Descobre-se nos seguintes trechos, copiados de
Graça Abundante ao Principal dos Pecadores, como ele lutava em oração no tempo
da sua conversão:
"Veio-me às mãos uma obra dos 'Ranters',
livro estimado por alguns doutores. Não sabendo julgar os méritos dessas
doutrinas, dediquei-me a orar desta maneira: 'Ó Senhor, não sei julgar entre o
erro e a verdade. Senhor, não me abandones por aceitar ou rejeitar essa
doutrina cegamente; se ela for de ti, não me deixes desprezá-la; se for do
Diabo, não me deixes abraçá-la!' - e, louvado seja Deus, Ele que me dirigiu a
clamar; desconfiando na minha própria sabedoria, Ele mesmo me guarda do erro
dos 'Ranters'. A Bíblia já era para mim muito preciosa nesse tempo."
"Enquanto eu me sentia condenado às penas
eternas, admirei-me de como o próximo se esforçava para ganhar bens terrestres,
como se esperasse viver aqui eternamente... Se eu pudesse ter a certeza da
salvação da minha alma, como se sentiria rico, mesmo que não tivesse mais para
comer a não ser feijão."
"Busquei o Senhor, orando e chorando e do
fundo da alma clamei: 'Ó Senhor, mostra-me, eu te rogo, que me amas com amor
eterno!' Logo que clamei, voltaram para mim as palavras, como um eco: 'Eu te
amo com amor eterno!' Deitei-me para dormir em paz e, ao acordar, no dia
seguinte, a mesma paz permanecia na minha alma. O Senhor me assegurou: 'Amei-te
enquanto vivias no pecado, amei-te antes, amo-te depois e amar-te-ei por todo o
sempre'."
"Certa manhã, enquanto tremia na oração,
porque pensava que não houvesse palavra de Deus para me sossegar, Ele me deu
esta frase: 'A minha graça te basta'."O meu entendimento foi tão iluminado
como se o Senhor Jesus olhasse dos céus para mim, pelo telhado da casa, e me
dirigisse essas palavras. Voltei para casa chorando, transbordando de gozo e
humilhado até o pó."
"Contudo, certo dia, enquanto andava no
campo, a consciência inquieta, de repente estas palavras entraram na minha
alma: 'Tua justiça está nos céus.' E parecia que, com os olhos da alma, via
Jesus Cristo à destra de Deus, permanecendo ali como minha justiça... Vi, além
disso, que não é o meu bom coração que torna a minha justiça melhor, nem que a
prejudica; porque a minha justiça é o próprio Cristo, o mesmo ontem, hoje e
para sempre. As cadeias então caíram-me das pernas; fiquei livre das angústias;
as tentações perderam a força; o horror da severidade de Deus não mais me
perturbava, e voltei para casa regozijando-me na graça e no amor de Deus. Não
achei na Bíblia a frase: 'Tua justiça está nos céus.' Mas achei 'o qual para
nós foi feito por Deus sabedoria e justiça, e santificação, e redenção' (1
Coríntios 1.30) e vi que a outra frase era verdade.
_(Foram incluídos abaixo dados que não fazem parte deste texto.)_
PR #50, opened 2020-02-19
pkg: add profiling section

rleungx:
This PR adds the profiling section to support `/api/profile`


pkg/apiserver/profile/handler.go
```diff
@@ -0,0 +1,248 @@
...
+// @Produce json
+// @Param tikv query string false "tikv"
+// @Param tidb query string false "tidb"
+// @Param pd query string false "pd"
+// @Success 200 {object} httputil.HTTPSuccess
+// @Router /profile/group/start [get]
+func (s *Service) startHandler(c *gin.Context) {
+	tg := NewTaskGroup()
+	addrs := make(map[string][]string)
+	addrs[tidb] = c.QueryArray(tidb)
```
breeswish: A better way is to:

1. `type StartRequest struct { ... }`
2. Use `c.ShouldBindJSON` to bind the request body to this handler.

pkg/apiserver/profile/handler.go
```diff
@@ -0,0 +1,248 @@
...
+// @Router /profile/group/cancel/{groupId} [post]
+func (s *Service) cancelGroupHandler(c *gin.Context) {
+	taskGroupID := c.Param("groupId")
+	taskGroup := TaskGroupModel{}
+	err := s.db.Where("id = ?", taskGroupID).First(&taskGroup).Error
+	if err != nil {
+		httputil.NewError(c, http.StatusBadRequest, err)
+		return
+	}
+	s.tasks.Range(func(key, value interface{}) bool {
```
breeswish: I see that s.tasks was never deleted? This could cause memory leaks.

pkg/apiserver/httputil/error.go
```diff
@@ -0,0 +1,31 @@
...
+// distributed under the License is distributed on an "AS IS" BASIS,
+// See the License for the specific language governing permissions and
+// limitations under the License.
+
+package httputil
+
+import "github.com/gin-gonic/gin"
+
+// NewError example
+func NewError(ctx *gin.Context, status int, err error) {
```
breeswish: In latest master we have a better error framework now. You can remove it.

Errors can be passed by:

```
_ = c.Error(xxx)
return
```

pkg/apiserver/profile/model.go
```diff
@@ -0,0 +1,180 @@
...
+	Cancel TaskState = "cancel"
+
+	// TaskGroup can only have these two states.
+	Running TaskState = "running"
+	Finish  TaskState = "finish"
+)
+
+// TaskModel is the model definition of task.
+type TaskModel struct {
+	ID          string    `json:"task_id"`
```
breeswish: `gorm:"primary_key"`?

breeswish: Prefer uint key

pkg/apiserver/profile/model.go
```diff
@@ -0,0 +1,180 @@
...
+	FilePath    string    `json:"file_path" gorm:"type:text"`
+	Component   string    `json:"component"`
+	CreateTime  int64     `json:"create_time"`
+	FinishTime  int64     `json:"finish_time"`
+	Error       string    `json:"error" gorm:"type:text"`
+}
+
+// TaskGroupModel is the model definition of task group.
+type TaskGroupModel struct {
+	ID           string    `json:"task_group_id" `
```
breeswish: Prefer uint id

pkg/apiserver/profile/model.go
rleungx: Oh, I just keep consistent with the definition of the log part.

go.mod
```diff
@@ -9,7 +9,11 @@ require (
 	github.com/gin-contrib/gzip v0.0.1
 	github.com/gin-gonic/gin v1.5.0
 	github.com/go-bindata/go-bindata v3.1.2+incompatible
+	github.com/go-openapi/spec v0.19.5 // indirect
```
breeswish: :) Do you need to clean up go mod?

pkg/apiserver/profile/handler.go
```diff
@@ -0,0 +1,315 @@
...
+)
+
+// Built-in component type
+const (
+	tikv = "tikv"
+	tidb = "tidb"
+	pd   = "pd"
+)
+
+// ProfilingRequest defines the
```
breeswish: defines the ...?

pkg/apiserver/profile/model.go
```diff
@@ -0,0 +1,180 @@
...
+
+// TrackTickInterval is the interval to check the tasks status.
+const TrackTickInterval = 2 * time.Second
+
+// TaskState is used to represent the task/task group state.
+type TaskState string
+
+// Built-in task state
+const (
+	Create TaskState = "create"
```
breeswish: TaskStateCreated

pkg/apiserver/profile/model.go
```diff
@@ -0,0 +1,180 @@
...
+	"go.uber.org/zap"
+
+	"github.com/pingcap-incubator/tidb-dashboard/pkg/dbstore"
+)
+
+// TrackTickInterval is the interval to check the tasks status.
+const TrackTickInterval = 2 * time.Second
+
+// TaskState is used to represent the task/task group state.
+type TaskState string
```
breeswish: type TaskState int

pkg/apiserver/profile/model.go
```diff
@@ -0,0 +1,180 @@
...
+	Create TaskState = "create"
+	Error  TaskState = "error"
+	Cancel TaskState = "cancel"
+
+	// TaskGroup can only have these two states.
+	Running TaskState = "running"
+	Finish  TaskState = "finish"
+)
+
+// TaskModel is the model definition of task.
```
breeswish: These templated comments can be just removed. Dashboard project does not require us to write these `Foo is Foo` comments :)

pkg/apiserver/profile/model.go
```diff
@@ -0,0 +1,180 @@
...
+type TaskModel struct {
+	ID          string    `json:"task_id" gorm:"type:char(36);primary_key"`
```
breeswish: You can take a look at latest log PR, and change to use int as well: https://github.com/pingcap-incubator/tidb-dashboard/blob/ff18b92cedd13d50be20a7a5c0528b701cd893a4/pkg/apiserver/logsearch/models.go#L73

pkg/apiserver/profile/model.go
```diff
@@ -0,0 +1,180 @@
...
+	TaskGroupID string    `json:"task_group_id" gorm:"type:char(36)"`
+	State       TaskState `json:"state"`
+	Addr        string    `json:"address"`
+	FilePath    string    `json:"file_path" gorm:"type:text"`
+	Component   string    `json:"component"`
+	CreateTime  int64     `json:"create_time"`
+	FinishTime  int64     `json:"finish_time"`
+	Error       string    `json:"error" gorm:"type:text"`
+}
```
breeswish: You need to assign table names, otherwise the table name is `TaskModel` which will be confusing (what task it is?). Reference: https://github.com/pingcap-incubator/tidb-dashboard/blob/ff18b92cedd13d50be20a7a5c0528b701cd893a4/pkg/apiserver/logsearch/models.go#L81

pkg/apiserver/profile/model.go
```diff
@@ -0,0 +1,180 @@
...
+	Running TaskState = "running"
+	Finish  TaskState = "finish"
+)
+
+// TaskModel is the model definition of task.
+type TaskModel struct {
+	ID          string    `json:"task_id" gorm:"type:char(36);primary_key"`
+	TaskGroupID string    `json:"task_group_id" gorm:"type:char(36)"`
+	State       TaskState `json:"state"`
+	Addr        string    `json:"address"`
```
breeswish: Do we need to store host and port in separate?

pkg/apiserver/profile/model.go
```diff
@@ -0,0 +1,180 @@
...
+	FilePath    string    `json:"file_path" gorm:"type:text"`
+	Component   string    `json:"component"`
```
breeswish: Is this a component name?

pkg/apiserver/profile/model.go
```diff
@@ -0,0 +1,180 @@
...
+}
+
+// TaskGroupModel is the model definition of task group.
+type TaskGroupModel struct {
+	ID           string    `json:"task_group_id" gorm:"type:char(36);primary_key"`
+	RunningTasks int       `json:"running_tasks"`
+	State        TaskState `json:"state"`
+}
+
+func autoMigrate(db *dbstore.DB) {
```
breeswish: You can follow https://github.com/pingcap-incubator/tidb-dashboard/blob/ff18b92cedd13d50be20a7a5c0528b701cd893a4/pkg/apiserver/logsearch/models.go#L127

pkg/apiserver/profile/model.go
```diff
@@ -0,0 +1,180 @@
...
+	Addr        string    `json:"address"`
+	FilePath    string    `json:"file_path" gorm:"type:text"`
+	Component   string    `json:"component"`
+	CreateTime  int64     `json:"create_time"`
+	FinishTime  int64     `json:"finish_time"`
+	Error       string    `json:"error" gorm:"type:text"`
+}
+
+// TaskGroupModel is the model definition of task group.
+type TaskGroupModel struct {
```
breeswish: Table name is needed.

pkg/apiserver/profile/model.go
```diff
@@ -0,0 +1,180 @@
...
+	ID           string    `json:"task_group_id" gorm:"type:char(36);primary_key"`
+	RunningTasks int       `json:"running_tasks"`
```
breeswish: Are you sure want to store the number of running tasks..

pkg/apiserver/profile/profile.go
```diff
@@ -0,0 +1,105 @@
...
+	"os"
+	"os/exec"
+
+	"github.com/pkg/errors"
+)
+
+// the default time interval of profiling.
+const grabInterval = 30
+
+func fetchSvg(ctx context.Context, t, addr, filePrefix string) (string, error) {
```
breeswish: maybe better to call it `fetchFlameGraphSVG`.

pkg/apiserver/profile/router.go
```diff
@@ -0,0 +1,48 @@
...
+	tasks  sync.Map
+}
+
+// NewService creates a new service.
+func NewService(config *config.Config, db *dbstore.DB) *Service {
+	autoMigrate(db)
+	return &Service{config: config, db: db, tasks: sync.Map{}}
+}
+
+// Register register the handlers to the service.
```
breeswish: Looks like you can put router together with the handler

pkg/apiserver/profile/profile.go
rleungx: go based components are not the FlameGraph instead

pkg/apiserver/profile/router.go
rleungx: What's the benefit?

pkg/apiserver/profile/model.go
rleungx: What's the benefit?

pkg/apiserver/profile/profile.go
breeswish: oh. yes. It is a dot graph..

pkg/apiserver/profile/router.go
breeswish: So that route path is not maintained in two separated files..

pkg/apiserver/profile/model.go
rleungx: got

pkg/apiserver/profile/model.go
rleungx: Should I change to `componentType` or something else?

pkg/apiserver/profile/model.go
rleungx: for better tracing the running tasks

pkg/apiserver/profile/model.go
rleungx: got it

pkg/apiserver/profile/model.go
```diff
@@ -0,0 +1,121 @@
...
+			Component:   component,
+			CreateTime:  time.Now().Unix(),
+		},
+		db: db,
+	}
+}
+
+func (t *Task) run() {
+	ctx, cancel := context.WithCancel(context.Background())
+	t.cancel = cancel
```
breeswish: `ctx` and `cancel` need to be created and stored before run, otherwise `t.cancel` and `t.stop()` may have race condition (`t` is created, inserted into sync map, called `stop()` by other one before it `run()`)

pkg/apiserver/profile/router.go
```diff
@@ -0,0 +1,358 @@
...
+	if err != nil {
+		log.Fatal("Failed to initialize database", zap.Error(err))
+	}
+	return &Service{config: config, db: db, tasks: sync.Map{}}
+}
+
+// Register register the handlers to the service.
+func (s *Service) Register(r *gin.RouterGroup) {
+	endpoint := r.Group("/profile")
+	endpoint.GET("/group/start", s.startHandler)
```
breeswish: It should be `POST` since it changes things.

pkg/apiserver/profile/router.go
```diff
@@ -0,0 +1,358 @@
...
+// @Summary Create a task group
+// @Description create and run a task group
+// @Produce json
+// @Param pr query profile.ProfilingRequest true "profiling request"
+// @Success 200 {uint} uint "group ID"
+// @Failure 400 {object} utils.APIError
+// @Router /profile/group/start [post]
+func (s *Service) startHandler(c *gin.Context) {
+	var pr ProfilingRequest
+	if err := c.ShouldBind(&pr); err != nil {
```
breeswish: If you use POST, then this can be ShouldBindJSON and `form:"tidb"` in the field tag can also be removed.

pkg/apiserver/profile/router.go
```diff
@@ -0,0 +1,358 @@
...
+	for component, addrs := range addrs {
+		for _, addr := range addrs {
+			t := NewTask(s.db, taskGroup.ID, component, addr)
+			s.db.Create(t.TaskModel)
+			s.tasks.Store(t.ID, t)
+		}
+	}
+	go func() {
+		var wg sync.WaitGroup
+		s.tasks.Range(func(key, value interface{}) bool {
```
breeswish: how about storing tasks in an array in Line 98? Then you don't need to iterate and filter this sync map any more.

breeswish:
@all-contributors please add @rleungx  for code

"Enquanto eu assim meditava, o seguinte
trecho das Escrituras penetrou no meu espírito com poder: 'Não pelas obras de
justiça que houvéssemos feito, mas segundo a sua misericórdia, nos salvou.'
Assim fui levantado para as alturas e me achava nos braços da graça e
misericórdia. Antes temia a morte, mas depois clamei: 'Quero morrer.' A morte tornou-se
para mim uma coisa desejável. Não se vive verdadeiramente antes de passar para
a outra vida. 'Oh!' - pensava eu - 'esta vida é apenas um sonho em comparação à
outra!' Foi nessa ocasião que as palavras 'herdeiros de Deus' se tornaram tão
cheias de sentido, que eu não posso explicar aqui neste mundo. 'Herdeiros de
Deus!' O próprio Deus é a porção dos santos. Isso vi e disso me admirei,
contudo, não posso contar o que vi... Cristo era um Cristo precioso na minha
alma, era o meu gozo; a paz e o triunfo por Cristo eram tão grandes que tive
dificuldade em conter-me e ficar deitado."
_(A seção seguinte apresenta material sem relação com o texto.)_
PR #70, opened 2020-02-22
Support TiDB Authentication

breeswish:
Full I18N is also supported.

Sign in page looks like:

image

If there is no TiDB:
image

If incorrect password is provided:
image

Chinese:
image

After sign in success:
image

User will be redirected to sign in page if the token is expired:
image

Update:

Language select in sign in page:

image

Sign out:

image


ui/src/apps/keyvis/index.js
```diff
@@ -5,8 +5,5 @@ module.exports = {
   icon: 'eye',
   menuTitle: 'Key Visualizer', // TODO: I18N
   isDefaultRouter: true,
-  translations: {
-    en: require('./translations/en.yaml'),
-    zh_CN: require('./translations/zh_CN.yaml'),
-  },
+  translations: require.context('./translations/', false, /\.yaml$/),
```
baurine: Nice!

ui/src/components/LanguageDropdown/index.js
```diff
@@ -1,23 +1,26 @@
 import React from 'react';
-import { Menu, Icon, Dropdown } from 'antd';
+import { Menu, Dropdown } from 'antd';
 import _ from 'lodash';
 import { withTranslation } from 'react-i18next';
-import NavAction from './NavAction';
 
-class LangDropdown extends React.PureComponent {
+@withTranslation()
```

Bunyan, na sua luta para sair da escravidão do
vício e do pecado, não fechava a alma dos perdidos que ignoravam os horrores do
inferno. Acerca disto ele escreveu:
"Percebi pelas Escrituras que o Espírito
Santo não quer que os homens enterrem os seus talentos e dons, mas antes que
despertem esses dons... Dou graças a Deus, por me haver concedido uma medida de
entranhas e compaixão, pela alma do próximo, e me enviou a esforçar-me
grandemente para falar uma palavra que Deus pudesse usar para apoderar-se da
consciência e despertá-la. Nisso o bom Senhor respondeu ao apelo de seu servo,
e o povo começou a mostrar-se comovido e angustiado de espírito ao perceber o
horror do seu pecado e a necessidade de aceitar a Jesus Cristo."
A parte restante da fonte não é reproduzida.